PR #65, opened 2019-11-12
[sonic_platform_base] Reallocate empty lists in the constructor of the base class

ds952811:
… the base class

When we use a mutable object as a default value in the base class, a value that can be modified in place in the subclasses, such as the empty lists of
the chassis base class, and it is most likely unwanted.

And hence, this commit will try to address this issue by allocating new empty
list objects at the constructor of the base class, and the subclass should
rely on the constructor of superclass for this.

As a result, it simplifies the source code, and reduce the maintenance efforts

Signed-off-by: Dante (Kuo-Jung) Su <dante.su@broadcom.com>

### DIFF
--- a/sonic_platform_base/chassis_base.py
+++ b/sonic_platform_base/chassis_base.py
@@ -28,33 +28,41 @@ class ChassisBase(device_base.DeviceBase):
 
     # List of ComponentBase-derived objects representing all components
     # available on the chassis
-    _component_list = []
+    _component_list = None
 
     # List of ModuleBase-derived objects representing all modules
     # available on the chassis (for use with modular chassis)
-    _module_list = []
+    _module_list = None
 
     # List of FanBase-derived objects representing all fans
     # available on the chassis
-    _fan_list = []
+    _fan_list = None
 
     # List of PsuBase-derived objects representing all power supply units
     # available on the chassis
-    _psu_list = []
+    _psu_list = None
 
     # List of ThermalBase-derived objects representing all thermals
     # available on the chassis
-    _thermal_list = []
+    _thermal_list = None
 
     # List of SfpBase-derived objects representing all sfps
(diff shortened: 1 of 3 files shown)


ds952811:
Here is an example to help you understand what's exactly the problem we try to address.
Please note we have 2 different results of FAN number in the following test, and it's because the LIST is a mutable object, and it's modified in place in the subclasses

root@sonic:~# cat test.py
#!/usr/bin/env python

import sonic_platform.platform

chassis = sonic_platform.platform.Platform().get_chassis()
if chassis is None:
    print("Error getting chassis!")
    sys.exit(1)

print("FAN number: {}".format(chassis.get_num_fans()))

chassis = sonic_platform.platform.Platform().get_chassis()
if chassis is None:
    print("Error getting chassis!")
    sys.exit(1)

print("FAN number: {}".format(chassis.get_num_fans()))

root@sonic:~# ./test.py
FAN number: 6
FAN number: 12
root@sonic:~#

jleveque:
So just to confirm, you're claiming that with the current code, after the second call to `sonic_platform.platform.Platform().get_chassis()` you will have double the number of devices (int this case, fans) because you have populated the global lists twice?

ds952811:
> So just to confirm, you're claiming that with the current code, after the second call to `sonic_platform.platform.Platform().get_chassis()` you will have double the number of devices (int this case, fans) because you have populated the global lists twice?

Yes, as the fan list of the base class will be modified in place, so the number of devices will be double at 2nd call, and triple at 3rd call.

The same issues apply to all the LIST objects in the base classes (As they're mutable objects)

ds952811:
Here is a good article to help you have a better understanding of this issue 
https://blog.florimond.dev/python-mutable-defaults-are-the-source-of-all-evil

━━━━━━

* Task to carry out
With nothing added or dropped, write out the listing again.

* Answer to this exercise
PR #65, opened 2019-11-12
[sonic_platform_base] Reallocate empty lists in the constructor of the base class

ds952811:
… the base class

When we use a mutable object as a default value in the base class, a value that can be modified in place in the subclasses, such as the empty lists of
the chassis base class, and it is most likely unwanted.

And hence, this commit will try to address this issue by allocating new empty
list objects at the constructor of the base class, and the subclass should
rely on the constructor of superclass for this.

As a result, it simplifies the source code, and reduce the maintenance efforts

Signed-off-by: Dante (Kuo-Jung) Su <dante.su@broadcom.com>

### DIFF
--- a/sonic_platform_base/chassis_base.py
+++ b/sonic_platform_base/chassis_base.py
@@ -28,33 +28,41 @@ class ChassisBase(device_base.DeviceBase):
 
     # List of ComponentBase-derived objects representing all components
     # available on the chassis
-    _component_list = []
+    _component_list = None
 
     # List of ModuleBase-derived objects representing all modules
     # available on the chassis (for use with modular chassis)
-    _module_list = []
+    _module_list = None
 
     # List of FanBase-derived objects representing all fans
     # available on the chassis
-    _fan_list = []
+    _fan_list = None
 
     # List of PsuBase-derived objects representing all power supply units
     # available on the chassis
-    _psu_list = []
+    _psu_list = None
 
     # List of ThermalBase-derived objects representing all thermals
     # available on the chassis
-    _thermal_list = []
+    _thermal_list = None
 
     # List of SfpBase-derived objects representing all sfps
(diff shortened: 1 of 3 files shown)


ds952811:
Here is an example to help you understand what's exactly the problem we try to address.
Please note we have 2 different results of FAN number in the following test, and it's because the LIST is a mutable object, and it's modified in place in the subclasses

root@sonic:~# cat test.py
#!/usr/bin/env python

import sonic_platform.platform

chassis = sonic_platform.platform.Platform().get_chassis()
if chassis is None:
    print("Error getting chassis!")
    sys.exit(1)

print("FAN number: {}".format(chassis.get_num_fans()))

chassis = sonic_platform.platform.Platform().get_chassis()
if chassis is None:
    print("Error getting chassis!")
    sys.exit(1)

print("FAN number: {}".format(chassis.get_num_fans()))

root@sonic:~# ./test.py
FAN number: 6
FAN number: 12
root@sonic:~#

jleveque:
So just to confirm, you're claiming that with the current code, after the second call to `sonic_platform.platform.Platform().get_chassis()` you will have double the number of devices (int this case, fans) because you have populated the global lists twice?

ds952811:
> So just to confirm, you're claiming that with the current code, after the second call to `sonic_platform.platform.Platform().get_chassis()` you will have double the number of devices (int this case, fans) because you have populated the global lists twice?

Yes, as the fan list of the base class will be modified in place, so the number of devices will be double at 2nd call, and triple at 3rd call.

The same issues apply to all the LIST objects in the base classes (As they're mutable objects)

ds952811:
Here is a good article to help you have a better understanding of this issue 
https://blog.florimond.dev/python-mutable-defaults-are-the-source-of-all-evil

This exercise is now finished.